Guy's question relates to how various Mach libraries allocate memory, and when it's the progammer's responsibility to free such allocated memory. Marcus Brinkmann offers a detailed reply.
From: Guy Bormann
To: help-hurd AT gnu.org
Subject: Is malloc garbage collecting?
Date: Sun, 14 Apr 2002 14:16:02 +0200
Hi,
Just out of curiosity I was browsing Wolfgang's "Hurd Hacking
Guide" webpage. In the dump.c example a buffer char* buf is
allocated using malloc() and &buf is passed to the io_*
routine(s). Then, in the /dev/one Hurd-counterpart example is
explained why that should be (i.e. the mmap'ing when the
user-provided return buffer is too small to handle the request).
However, what happens to the originally allocated pointer in the
user program? Is that properly handled by mmap or is this a leak?
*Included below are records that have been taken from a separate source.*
PR #448, opened 2022-07-25
Add draw_rectangle_ex function and example for using it

vdrn:
This function merges functionalities of `draw_rectangle` and `draw_rectangle_lines`, and adds:
- rotation with pivot
- rounded edges
- horizontal and vertical skewing
- 4 color gradient fill

PS. also fixed error in docs for `draw_texture_ex`. Not sure what's the best wording, but pivot is in same coordinate system as `x` and `y` args.


musjj:
@not-fl3 
Hey can you take a look at this PR? Round-cornered rectangles would be nice to have.

not-fl3:
Oh,  sorry for delay! On it!

PR #458, opened 2022-08-06
Limit particle lived timer

vdrn:
If `lived` is not limed to `lifetime`, condition on line [835](https://github.com/not-fl3/macroquad/blob/b37e40305e6eda6848d57077e769c9f558dd0af5/particles/src/lib.rs#L835) can be true, which in turn causes emitting of new, unwanted, particles.

This happens for example if `explosiveness: 1.0, lifetime_randomness: 0.5`


not-fl3:
Thanks! :+1:

PR #460, opened 2022-08-06
Fix panic when drawing out of bound tiles

vdrn:
This line (which I wrote :) ) panics when user passes source rectangle that is out of bounds


not-fl3:
Thanks!

PR #461, opened 2022-08-06
Fix particle's lifetime

vdrn:
Limiting `lived` introduced a new problem: particles were not removed until the end of `config.lifetime` (instead of their individual lifetimes)


not-fl3:
:heart: 

thanks for all your PRs on particles!

PR #473, opened 2022-08-19
draw_texture_ex: Fix source rectangle when using batched texture

vdrn:
This fixes source rect calculation when using batched texture with custom source rect.

That in turn enables texture batching to work with macroquad featured like AnimatedSprite od Tiled drawing


not-fl3:
Wow, thanks for PR!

(It is OK in small example programs but not for long-running
programs that repeatedly allocate buffers.) Or is there a mistake
in dump.c and should the user program free(buf) when it has
changed?
Guy Bormann
From: Wolfgang J
Link wrong
The link for the hacking guide points back to kerneltrap!
Link
Try : http://www.8ung.at/shell/hhg.html
re: Link wrong
Sorry about that. It's fixed.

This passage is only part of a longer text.